Sunday, August 21, 2011

Adventures of an Accidental Fat-shion Designer: Motivation

When I go shopping for clothes, most of the time I end up wanting to scream and throw things.  Given that I’m on the low end of the plus size range, it can only be even worse for women who are bigger than me – and I’ve read plenty of horror stories of women crying in the dressing room out of sheer frustration, women being humiliated by horrid sales personnel, and women generally having an awful, disappointing experience in trying to find clothing that fits and flatters them, something that in a just and fair world should be a relatively easy process.

When you consider how the acquisition of clothing and the fashion industry have changed in the last 100 years, this is hardly surprising.  Clothing used to be made to fit the body that would wear it, whether by the wearer herself or by her seamstress or modiste.  The rise of off-the-rack clothing has resulted in poorly-defined clothing size standards that do an abysmal job of addressing the variety of shapes and sizes that women come in.  In addition, the dominance of the fashion industry by gay men has resulted in an increasingly de-feminized female beauty “ideal”: a barely-curvy, stick-thin human clothes hanger, devoid of the lovely fat deposits that that the overwhelming majority of women are blessed with (especially those who have given birth and those who refuse to starve themselves).  Sadly, so many women buy wholeheartedly into the lie that, if an article of clothing does not fit them, the problem is not in the design of the clothing, but in the size and shape of their bodies.  Average women are subjected to a campaign of unachievability that erodes their self-esteem and denies them the knowledge that they beautiful at the size they are.  

The situation is even worse for fat women.  Whether by their actions or by their own words, mainstream fashion designers tell fat women that they hate us.  They don’t want to see us in their designs; they don’t want to see us in attractive, well-fitting clothing (let alone exert the effort to figure out how to design such clothing, a skill most mainstream designers are sorely lacking – see Episode 7 of Season 3 of Project Runway to see how badly that season’s winner dressed a competitor’s mother!); and, all in all, we get the message that they don’t want to see us, full stop.  When I peruse the offerings available from most plus-size clothing chains, I get the impression that they don’t even like fat women; sure, they might want to sell us clothes, but they don’t want us to look nice, let alone offer us clothes that reflect current fashion trends (for those fatshionistas among us who might actually want to do so).

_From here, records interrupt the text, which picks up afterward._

PR #192, opened 2023-04-16
Add task ownership assignment

costaconrado:
This PR introduces task ownership.

Since we have relationship of 1:1 of task and flaw, assigning a user to a task may be enough to fulfill task ownership without storing user data in OSIDB. Please doing the review take an extra time to see if this approach would be adequate in OSIDB-69 scenario.

Closes OSIDB-69.

### DIFF
--- a/apps/taskman/api.py
+++ b/apps/taskman/api.py
@@ -223,3 +223,44 @@ class task_status(GenericAPIView):
         ).update_task_status(
             issue_key=task_key, status=serializer.validated_data["status"]
         )
+
+
+@jira_token_description
+class task_assignee(GenericAPIView):
+    @extend_schema(
+        responses=JiraIssueQueryResultSerializer,
+    )
+    def get(self, request, user):
+        """Get a list of tasks from a user"""
+        return JiraTaskmanQuerier(
+            token=request.headers.get("JiraAuthentication")
+        ).search_tasks_by_assignee(user)
+
+    @extend_schema(
+        parameters=[
+            OpenApiParameter(name="task_key", required=True, type=str),
+        ],
+        description="Assign a task to a user",
+        responses={204: OpenApiResponse(description="Modified.")},
+    )
+    def put(self, request, user):
+        """Assign a user for a task"""
+        serializer = TaskKeySerializer(data=request.data)
+        serializer.is_valid(raise_exception=True)
+        issue_key = serializer.validated_data["task_key"]
+
+        return JiraTaskmanQuerier(
+            token=request.headers.get("JiraAuthentication")
+        ).assign_task(task_key=issue_key, assignee=user)
+
+
+@jira_token_description
+class task_unassigneed(GenericAPIView):
+    @extend_schema(
+        responses=JiraIssueQueryResultSerializer,
+    )
+    def get(self, request):
+        """Get a list of tasks without an user assigned"""
+        return JiraTaskmanQuerier(
+            token=request.headers.get("JiraAuthentication")
+        ).search_tasks_by_assignee(None)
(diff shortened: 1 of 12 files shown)


osoukup (approved):
LGTM and I think that the approach is correct. We definitely want the flaw owner to be the task assignee and therefore to be stored and managed by Jira and not OSIDB.

When searching for a resource one will choose the API depending on what is the goal. If searching by assignee or status it would be done through the **taskman** and then the dots of the flaw data would be connected through flaw API. If searching on impact or affectedness (etc.) one will go through the flaws first and then optionally connect it with owners. The queries like give me all my tasks affecting OCP will have to be done in two steps by their nature but it OK as we do not want to make a task DB.

I am thinking about **taskman** API endpoints. There is one for the statuses and now one for assignees. However I thing that a very common use case will be getting all my opened tasks or all team unowned tasks. Both of these will basically created the queues - personal and team queue. What API endpoint would one hit to get these?

apps/taskman/api.py
```diff
@@ -223,3 +223,29 @@ def put(self, request, task_key):
         ).update_task_status(
             issue_key=task_key, status=serializer.validated_data["status"]
         )
+
+
+@jira_token_description
+class task_assignee(GenericAPIView):
```
Elkasitu, line 229: why are class names snake case?

apps/taskman/api.py
```diff
@@ -223,3 +223,29 @@ def put(self, request, task_key):
...
+        ],
+        description="Add a task into a group",
+        responses={204: OpenApiResponse(description="Modified.")},
+    )
+    def put(self, request, user):
+        """Assign a user for a task"""
+
+        return JiraTaskmanQuerier(
+            token=request.headers.get("JiraAuthentication")
+        ).assign_task(task_key=request.data["task_key"], assignee=user)
```
Elkasitu, line 251: This is a problem when you don't use serializers to validate input:

`task_key` is required but there is nothing enforcing that requirement, there is documentation (OpenAPI spec) that mentions that it is required, but what happens when someone calls this endpoint without a `task_key`?

They **should** get a 400 error explaining that `task_key` is a required attribute and that they did not provide it, what actually happens here is that you'll get a `KeyError` because there's no `task_key` in `request.data` and the server will return a cryptic error message with a 500 status which is not correct.

Please fix this and write a regression test, this potentially applies to the other views in taskman so I'd suggest checking for that too.

Elkasitu (changes requested):

apps/taskman/api.py
costaconrado: both `collectors/framework/api.py` and `apps/osim/api.py` are snake case, I though it would be the guideline for our API classes, but I'm up to change if you prefer.

apps/taskman/api.py
costaconrado: makes sense, I will submit a fix for that.

apps/taskman/api.py
Elkasitu: eh whatever, I'd prefer to stick to Python's conventions (which we do in OSIDB's api views) but unless we change all of them it doesn't change much here... odd that the linters don't pick this up

apps/taskman/tests/cassettes/test_integration/TestIntegration.test_comment.yaml
```diff
@@ -1,935 +1,4 @@
...
-      Connection:
-      - keep-alive
-      Content-Type:
-      - application/json
-      User-Agent:
-      - python-requests/2.26.0
-      X-Atlassian-Token:
-      - no-check
-    method: GET
-    uri: https://squid.corp.redhat.com:3128/rest/api/2/field
```
Elkasitu, line 20: A lot of cassettes still contain this URL, probably to delete in a separate PR

Elkasitu (approved):
LGTM just one minor comment

PR #195, opened 2023-04-21
Optimize /flaws endpoint and filters that traverse relationships

Elkasitu:
This commit increases the speed of the /flaws endpoint and some of its filters through two actions, namely:

- FlawView.queryset now includes a call to `prefetch_related` which will automatically load all affects and trackers for the relevant flaws being retrieved in as few SQL queries as possible. Without `prefetch_related`, Django will perform N queries to the affects table where N is the amount of flaws being requested (100 by default), with the call to `prefetch_related` the amount of queries is reduced to 2 per page.

- There are two new indexes on the affects table based on the `flaw` field and the `ps_module` and `ps_component` fields, this should, in theory, make filtering by `ps_module` / `ps_component` faster from the `/flaws` endpoint.

From some preliminary testing, this should increase speed by at least a factor of two and possibly make these queries less prone to crashing.

Closes OSIDB-851


osoukup (approved):
LGTM. This sounds as a potentially significant speed boost. I wonder whether it may solve the pod issues. I would expect that those are caused by the memory issues. Couldn't this actually cause more memory issue when we prefetch the related models also in the cases when they are actually not needed? Or do you think the memory is not the actual problem here?

Elkasitu:
@osoukup I did a test with the problematic query while looking at the OCP metrics and I see only a spike in CPU usage for the database and web service pods and very little to no impact on memory, so while this patch would increase memory usage, I don't think it'll make the problem worse.

That said, we won't know for sure until we try it I guess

I, on the other hand, love fat and big* women.  Not only am I one myself, but as a bisexual woman I can say that, save for the first girl I experimented with in college, every woman I’ve ever been attracted to was either big or fat or both**.  I love big and fat women, both generally and, in many cases, personally: I have many, many beloved friends who are big and/or fat.  I have heard and shared in their frustrations in finding attractive, figure-flattering clothing.  We have been denied the ability to do that most girlfriend-y of activities: having fun by going clothes shopping together, since clothes shopping for us is usually an experience that falls far short of being enjoyable.  Years of complaining online and in stores has had little result, so it’s up to one cussedly determined fatshionista to stand up and say “No more!”  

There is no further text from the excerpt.